Stephanie Carlson volunteered to take an 8-hour shift at a care facility for the elderly on Thanksgiving Day 2016 so a co-worker could spend the day with their young children.

The elderly residents needed company, too, Carlson told her family.

There would be many more Thanksgivings, her father, Steven Carlson, said he thought at the time. But just days later on Dec. 1, a woman driving 82 mph in a 50 mph zone slammed into the car Stephanie was riding in, killing her and Bridget Giere, both 16, and badly injuring Samantha Redden, then 17.

The girls were going to Mounds View High School when Rachel Kayl crashed into their vehicle on Hwy. 96 at Old Hwy. 10 in Arden Hills, sending it rolling several times.

“I see no signs of remorse or sorrow for the accident she caused,” Steven Carlson said at Kayl’s sentencing Wednesday afternoon. “No family should have to go through this hell.”

Kayl, 33, of Maple Grove, was sentenced in Ramsey County District Court to 10 years’ probation for the crash, and could face nearly 10 years in prison if she violates the terms of her probation. Her driver’s license will be revoked for six years.

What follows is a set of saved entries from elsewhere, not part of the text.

PR #1009, opened 2024-01-05
va-radio: add new form pattern support

harshil1793:
## Chromatic

https://2269-update-radio--60f9b557105290003b387cd5.chromatic.com

Radio Input component: https://2269-update-radio--60f9b557105290003b387cd5.chromatic.com/?path=/docs/uswds-va-radio--default

---

## Description

This PR adds support for the new forms pattern to the `va-radio`. It includes new props for each component:

- `useFormsPattern` : String "single" or "multiple"
- `formHeadingLevel` : Number
- `formHeading` : String

Closes https://github.com/department-of-veterans-affairs/vets-design-system-documentation/issues/2269

## QA Checklist

## Screenshots
Screenshot 2024-01-05 at 3 55 40 PM

Screenshot 2024-01-05 at 3 55 24 PM

Screenshot 2024-01-05 at 3 55 16 PM

## Acceptance criteria

## Definition of done


danbrady:
> @danbrady or @LWWright7 Do you have a real world example of this from Figma or somewhere in the forms library (or just from your expertise) of what type of content we should use in our example? There's 3 different sections:

@jamigibbs I circled back through this issue chain and found the following screenshot of content (from [#2269](https://github.com/department-of-veterans-affairs/vets-design-system-documentation/issues/2269)). Does this work?

image

jamigibbs:
> > @danbrady or @LWWright7 Do you have a real world example of this from Figma or somewhere in the forms library (or just from your expertise) of what type of content we should use in our example? There's 3 different sections:
> 
> @jamigibbs I circled back through this issue chain and found the following screenshot of content (from [#2269](https://github.com/department-of-veterans-affairs/vets-design-system-documentation/issues/2269)). Does this work?
> 

Oh perfect. @harshil1793 How do you feel about updating the Storybook example(s) to that it's like what's in the original ticket like Dan is showing above?

packages/web-components/src/components/va-radio/va-radio.tsx
```diff
@@ -220,48 +236,77 @@ export class VaRadio {
...
+        <Host aria-invalid={error ? 'true' : 'false'} aria-label={ariaLabel} aria-labelledby={ariaLabeledByIds}>
+          {formsHeading}
+          <div class="input-wrap">
+            <fieldset class="usa-fieldset">
+              <legend class={legendClass} part="legend">
+                {HeaderLevel ? (
+                  <HeaderLevel part="header" aria-describedby={headerAriaDescribedbyId}>{label}</HeaderLevel>
+                ) : (
+                  label
+                )}
```
micahchiang, line 286: Just want to check my understanding here. If a user sets the props `labelHeaderLevel`, `useFormsPattern`, and `formHeadingLevel`, then this component would potentially render two separate headers: One right before `div.input-wrap` and one inside the `legend`. Is this something we want, or, is it something we need to handle?

harshil1793: Good point! @danbrady, could you please confirm whether this was discussed during the design process?

danbrady: I haven't been involved in this effort, so I don't know how much help I can be here. Looking back at the [initial ticket](https://github.com/department-of-veterans-affairs/vets-design-system-documentation/issues/2269) it says:

> useFormsPattern?: string. Accepts either "single" or "multiple" to indicate if the form is a single input or will have multiple inputs. Enabling this will add a heading and description for integrating into the forms pattern.
**Enabling this will remove headings/descriptions from fieldset, legend, these will be placed outside.**

I'm not sure if that answer your question though. @rsmithadhoc or @jamigibbs can you shed some light here?

harshil1793: The ticket description answers the question. Thanks Dan

rsmithadhoc:
Hi @harshil1793,

Currently, the `form-title` and `form-description` are not read out when tabbing to the field. I think there are a few reasons for this:
- The `label` prop gets set as the `aria-label`, so that may override `aria-labeledby`. I think if we are using the forms pattern, the `label` prop can be ignored.
  - This also read out "Select a historical figure", even though it was the burn pit example question. This may just be a re-used variable for the Storybook example.
- The `aria-labelledby` would have to be attached to `fieldset` tag (see the screenshot on the issue). That way, when tabbing to the radio, it knows the form title and description are connected to that radio group and will read those out.

Thanks!

harshil1793:
@rsmithadhoc, I've resolved the issue; now the heading and description are being read out upon tabbing. However, I noticed that the field titles are not being announced, which appears to be a pre-existing bug. I'll go ahead and open an issue to address this.

rsmithadhoc (changes requested):
@harshil1793 I was not able to get it working as expected, I think a few more changes are needed.

- I don't believe this should have the `tabindex`. We don't want the heading to be a tabbable element.
    - The `aria-labelledby="form-title form-description"` will handle the title being read out when tabbing to the field, so we don't need an explicit tab stop on the heading.
- The `<fieldset>` needs the `aria-labelledby`, that is currently still on the host element.

This example HTML functions as expected, as long as we can replicate this in our component, it should work as intended. To test this, you can save the code below to an HTML file, open VoiceOver (Command + F5), then Tab. It should read out everything, "Yes" (the currently selected option), the title, and the description (see screenshot).
image

```
<div id="form-title">
    Burn pit S2.1, did you serve in any of there locations?
</div>

<div id="form-description">
    <p>HTML passed into the form-description slot:</p>
    <ul>
        <li>Bahrain</li>
        <li>Iraq</li>
        <li>Kuwait</li>
        <li>Oman</li>
        <li>Qatar</li>
        <li>Saudi Arabia</li>
        <li>Somalia</li>
        <li>The United Arab Emirates(UAE)</li>
        <li>The airspace above any of these locations</li>
    </ul>
</div>

<fieldset aria-labelledby="form-title form-description">
    <input type="radio" name="yes" id="yes" value="yes" checked />
    <label for="yes">Yes</label>

    <input type="radio" name="no" id="no" value="no" />
    <label for="no">No</label>
</fieldset>

```

rsmithadhoc (changes requested):
@harshil1793 I think it is mostly looking good, nice work here, there are a couple of small things that may just be issues with the Storybook examples.

- For **Forms Pattern Single Error**, it doesn't announce the radio option.
    - I think this is related to **Forms Pattern Single** and **Forms Pattern Single Error**, saying "Radio button _ of 8" even though there are only 3 options - this might just be an issue with the Storybook example having the same IDs. There are multiples of radio group 5 on the page (one example `id="group51input"`), but the **Forms Pattern Single Error** (radio group 6) options still say `group5`.
    image
- For **Forms Pattern Multiple**, it is not announcing "Select one historical figure (*Required)". I think the `form-description` div is not populated on this example and would need `sr-only`.
    image

rsmithadhoc (approved):
@harshil1793 Looks good, thanks!

jamigibbs (approved):
Great job, Harshil. Thank you!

Judge Thomas Gilligan Jr. also sentenced Kayl to serve a year in the county workhouse, but he said he would not require her to turn herself in until December 2019 because he had several questions about the county’s ability to house her due to her several unspecified physical and psychological medical conditions.

Gilligan plans to convene a review hearing on Nov. 29, 2019, to hear from Kayl’s doctors and corrections officials about how she can be accommodated in the workhouse.

Kayl reached a plea agreement with the prosecution and the family’s approval, and pleaded guilty in September to two counts of criminal vehicular homicide and one count of criminal vehicular operation. While both sides agreed to probation, Assistant County Attorney Hassan Tahir pushed for time in the workhouse as an additional punishment left to the judge’s discretion.

“This crash was completely preventable,” Tahir said.

Kayl’s attorney, Adam Johnson, said Kayl had “significant medical needs” that require up to four doctors visits a week and also used “several electronic devices” to manage her health. Kayl’s doctors recommended against time in the workhouse and a county corrections official said Kayl would be an “undue burden,” Johnson said.

Johnson did not specify Kayl’s medical conditions, citing privacy. He advocated for home electronic monitoring, which Tahir resisted.

Samantha Redden was the first to give a victim impact statement at Kayl’s sentencing as several dozen family members and friends packed the courtroom. Redden said she had no memory of the crash but recalled waking up in the car she was driving with the steering wheel crushing her chest so hard she couldn’t breathe.

“I hate that I never got to say goodbye,” said Redden, who was unable to attend her friends’ funerals. “I’ll always be haunted by the guilt I feel.”

Redden, who suffered a traumatic brain injury, among many other injuries, said the pain in her hips and shoulders and the scars across her skin will always remind her of her best friends’ deaths.

“To me,” she said, “justice will never be served.”

Bridget’s parents, Marilee and Martin Giere, said she loved to volunteer at Feed My Starving Children, spend time with her family, play poker and babysit the neighborhood children.

“Our family is a jigsaw puzzle with a piece missing,” her mother said.

Stephanie’s parents, Catherine and Steven Carlson, remembered her as someone who loved her friends, cats, running and astronomy. She was the youngest of their five children.

Both families also said they felt that Kayl tried to minimize her role in the crash and believed she was remorseful that she was caught, not that she killed two girls.

“There’s a gaping wound in our hearts,” Catherine Carlson said. “There is no reprieve from this sentence for us.”

Kayl, who cried throughout the victim impact statements and pressed a string of rosary beads between her palms, apologized to the families and told the court that she felt “incredible guilt” for her actions.

“I struggle every day and wonder why I am here and they are not,” she said. “I accept every hardship I endure.”

Tahir noted that in legal arguments filed before her guilty plea, Kayl pointed some blame at Redden, who turned through the intersection on a yellow arrow. Tahir said the only person at fault was Kayl, who sped dangerously while driving to work.

Redden waited for four cars and a school bus to pass through the intersection before making a legal turn, but Kayl was driving too fast, he said.